韓国東岸、江原道江陵市にある江陵(カンヌン)飛行場。

2,743m×46mの舗装滑走路1本を有する韓国空軍の飛行場です。

元々は民間との共用飛行場だったのですが、2002年4月、北北西約42kmに襄陽国際空港が開港し、

当飛行場は軍用となりました。

当飛行場と日本との関連としては(オイラが検索した限りでは)、

当飛行場を離陸した大韓航空のYS-11がハイジャックされた「大韓航空機YS-11ハイジャック事件」、

大韓航空が福岡空港へのチャーター便を運航していたことが挙げられます。

ですがこれだけではなく、この飛行場のルーツを辿っていくと、日本とのもっと深い関わりがありました。


■朝鮮交通史 1041p
昭和14年現在の飛行場 として、以下記されていました。

飛行場名 江陵(不時着場)
所在地  江原道江陵郡城徳面
滑走地帯(東西・南北)m 900  800

■防衛研究所収蔵資料
A:「水路部 航空路資料第9 朝鮮地方飛行場及不時着陸場 昭和18年9月刊行」
B:「陸空-本土防空-48飛行場記録 内地(千島.樺太.北海道.朝鮮.台湾を含む) 昭19.4.20第1航空軍司令部」

の2つに当飛行場の要図があり、先頭のグーグルマップはこの要図から作図しました。

飛行場の位置、滑走路との位置関係、縦横比等、不明確な部分が多々あるのですが、

現在手元にある情報ではこれが精一杯でした。

おおよそこんな感じということでご了承くださいませ。


以下、資料Aの情報を引用させて頂きます。

第5 江陵飛行場(昭和18年4月調)
管理者 朝鮮総督府逓信局。
位置 朝鮮江原道江陵郡城徳面。
   (江陵邑の東方約5粁、北緯37°45′0、東経128°57′0)。
種別 公共用陸上飛行場。

着陸場の状況
高さ
 平均水面上約7米。
広さ及形状
 本場は長さ北東-南西960米、幅300米及長さ北西-南東790米、幅500米の略十字型地域なり。
 着陸地域は長さ北東-南西585米、幅40米の舗装滑走路を最適と認むるも
 其の他の芝敷地区を使用するも支障なし。
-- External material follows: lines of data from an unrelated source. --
PR #514, opened 2024-12-03
Add error source, remove some impossible errors

njvrzm:
Some errors without errorsource were causing a high SLO burn rate. I added errorsource there and removed errors from a couple of functions that never returned them.

Fixes https://github.com/grafana/data-sources/issues/230

### DIFF
--- a/pkg/opensearch/client/client.go
+++ b/pkg/opensearch/client/client.go
@@ -6,7 +6,6 @@ import (
 	"crypto/sha256"
 	"encoding/json"
 	"fmt"
-	"github.com/grafana/grafana-plugin-sdk-go/experimental/errorsource"
 	"io"
 	"net/http"
 	"net/url"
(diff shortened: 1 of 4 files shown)


pkg/opensearch/client/client.go
```diff
@@ -108,14 +109,14 @@ func NewClient(ctx context.Context, ds *backend.DataSourceInstanceSettings, http
 
 	version, err := ExtractVersion(jsonData.Get("version"))
 	if err != nil {
-		return nil, fmt.Errorf("version is required, err=%v", err)
+		return nil, errorsource.DownstreamError(fmt.Errorf("version is required, err=%v", err), false)
```
ivanahuckova, line 112: Could you use `backend.DownstreamError()` we are in process of deprecating `experimental/errorsource` and we won't have to fix this later.

pkg/opensearch/client/client.go
```diff
@@ -108,14 +109,14 @@ func NewClient(ctx context.Context, ds *backend.DataSourceInstanceSettings, http
...
 	}
 
 	flavor := jsonData.Get("flavor").MustString(string(OpenSearch))
 
 	timeField, err := jsonData.Get("timeField").String()
 	if err != nil {
-		return nil, fmt.Errorf("time field name is required, err=%v", err)
+		return nil, errorsource.DownstreamError(fmt.Errorf("time field name is required, err=%v", err), false)
```
ivanahuckova, line 119: Same as above

pkg/opensearch/client/client.go
```diff
@@ -133,15 +134,9 @@ func NewClient(ctx context.Context, ds *backend.DataSourceInstanceSettings, http
 		return nil, err
 	}
 
-	indices, err := ip.GetIndices(timeRange)
-	if err != nil {
-		return nil, err
-	}
+	indices := ip.GetIndices(timeRange)
```
ivanahuckova, line 137: 🤩

ivanahuckova (approved):
Awesome! Also great clean up. 👏  Left a comment bellow about using backend.DownstreamError instead of experimenta/errorsource.DownstreamError.

pkg/opensearch/client/client.go
njvrzm: Whoops! Working on autopilot, thanks 😊

PR #523, opened 2024-12-16
fix: parse geohash precision as string instead of int

### LINKED ISSUE #520: Geohash grid precision is poor now
**What happened**:
Metric aggregation with geohash grid results in fixed precision value, regardless of the setting

This can be seen on our public grafana instance : https://grafana.v2.sondehub.org/d/HJgOZLq7k/basic?var-Payload=DG4CG&to=2024-12-14T07:21:39.584Z&from=2024-12-14T01:21:39.584Z&timezone=utc&orgId=1&refresh=1m&viewPanel=panel-7

Image
Image

More precision in our data

Query opensearch wit ha group by geohash grid. Changing the precision does not change the precision in the data returned.

This appears to be a regression as this functionality used to work. 

Looking at git history the only things that stand out to me are:
 - https://github.com/grafana/opensearch-datasource/commit/8c0454b0009d8b199c1826e1b113c9a66fc5e831
 - https://github.com/grafana/opensearch-datasource/commit/20cd33407a9e8d54c409e04a9b692539c75aae62#diff-f57eb533f459265bc8c9e1b89d3834a2afcbf36708ca373e643389c7a1c84573R688

**Environment**:
- Grafana version: v11.4.0 
- OpenSearch version: 7.10.2
- Plugin version: 2.22.1

kevinwcyu:

This fixes an issue where the geohash precision isn't respected. This happens because on the backend it's expecting an int, but the query specifies this as a string. So the precision field always ends up being set to the default value of 3 because of the type mismatch. I think this was probably not noticed until the backend migration completed since the previous frontend flow wouldn't have hit the backend path.

Before (it's always 3 characters returned which doesn't match the precision defined in the query):
before

After:
after

Fixes #520 

In addition to the actual fix, I updated the docker-compose file to include a new required setting for the opensearch nodes. It requires setting `OPENSEARCH_INITIAL_ADMIN_PASSWORD` otherwise the node doesn't start up. I just set it to be `my_%New%_passW0rd!@#` and also updated the `CONTRIBUTING.md` with it.

You can test out the fix by running `yarn server` going to http://localhost:5601, adding sample flight data and running the query shown in the screenshot above.

I also prepared the release in this same PR to hopefully get this out before the freeze.

### DIFF
--- a/CHANGELOG.md
+++ b/CHANGELOG.md
@@ -2,7 +2,12 @@
 
 All notable changes to this project will be documented in this file.
 
+## 2.22.2
+
+- fix: parse geohash precision as string instead of int in [#523](https://github.com/grafana/opensearch-datasource/pull/523)
+
 ## 2.22.1
+
 - Add error source, remove some impossible errors in [#514](https://github.com/grafana/opensearch-datasource/pull/514)
 
 ## 2.22.0
--- a/CONTRIBUTING.md
+++ b/CONTRIBUTING.md
@@ -15,14 +15,14 @@ sysctl -w vm.max_map_count=262144
 ### Add sample data
 
 1. Go to the kibana (http://localhost:5601)
-1. Login with `admin:admin`
+1. Login with `admin:my_%New%_passW0rd!@#`
 1. At the welcome screen click _Add data_ and switch to the _Sample data_ tab.
 1. Import _Sample web logs_ and any other by your choice.
 
 ## Data source configuration
 
 URL: https://localhost:9200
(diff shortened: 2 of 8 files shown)


iwysiu (approved):
Is there a reason the password setting needed to be updated?

kevinwcyu:
> Is there a reason the password setting needed to be updated?

The latest opensearch docker image requires a password to be set otherwise it doesn't start up the opensearch nodes. It doesn't set a default password anymore.

TheSkorm (approved):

(付図参照)。
地表の土質
 砂混り粘土。
地面の状況
 滑走路は砕石「マカダム」舗装にして日射及降雨に因る影響なく平坦且堅硬なり・
 其の他の地域は整地の上転圧しあるを以て地盤は概ね堅硬なり・
 一面に良好なる芝及雑草密生す・排水概ね良好なるも降雨後東及南東側の一部に稍軟弱と為る箇所あり・
 場周に排水開渠あり。
場内の障碍物
 南西側に高さ10米の格納庫あり。
適当なる離着陸方向
 北東又は南西(滑走路方向)。
着陸上注意すべき点
 東側周囲(滑走路方向)に在る高さ1米の堤防は大型機の離着陸上稍障碍と為るを以て注意を要す。
施設
 朝鮮総督府及大日本飛行協会所属格納庫(間口16米、奥行16米、軒高4米)1、
 他に陸軍所属格納庫(50平方米)1・油庫1(陸軍所属)・陸軍假事務所兼倉庫1棟あり。

周囲の状況
山岳及丘陵
 本場は海岸より内方約1粁の?石川の流域に在り、周囲は概ね水田なり・
 東及南西方の河流方向は地貌概ね平坦なるも西方及南方は何れも低き丘陵地帯なり、
 之等の丘陵は内陸に向け次第に発達し約10粁にして高さ800米内外の山岳地帯と為る。
樹林
 南西及東側周囲に松林あるも何れも丈低く障碍となる程度ならず。
堤防
 場の東側周囲に高さ1米の堤防あり。
河川
 北西端に沿ひ南西流する烏山川あり。
河川及湖沼
 本場は?石川及同河の支流に依り形成せる三角地帯の中央に位す即ち西側付近を北流する本流あり、
 東側に同河の支流北流す、此の2川は場の北方約500米に於て合流し日本海に注ぐ、
 何れも小河川にして舟艇の運航なし
・北東方約200米付近の砂浜に大小湖沼3あり顕著なる目標なり。

資料Bにも以下情報がありました。

位置 江原道江陵郡
積量 記載無し
地表の状況 地盤堅硬にして概ね常時使用す
周囲の状況 記載無し
天候気象の交感 記載無し
格納施設 記載無し
居住施設 記載無し
交通連絡 記載無し
営外者住宅関係 記載無し
飛行場補修費 記載無し
其の他 大出水時稀に浸水することありと云う


ということで、いつ建設されたかについての記載はないのですが、少なくとも昭和18年当時には、

朝鮮総督府逓信局管理の飛行場であり、施設の項目からすると、

朝鮮総督府、大日本飛行協会、陸軍の三者が使用するある程度の規模の飛行場だったことが窺えます。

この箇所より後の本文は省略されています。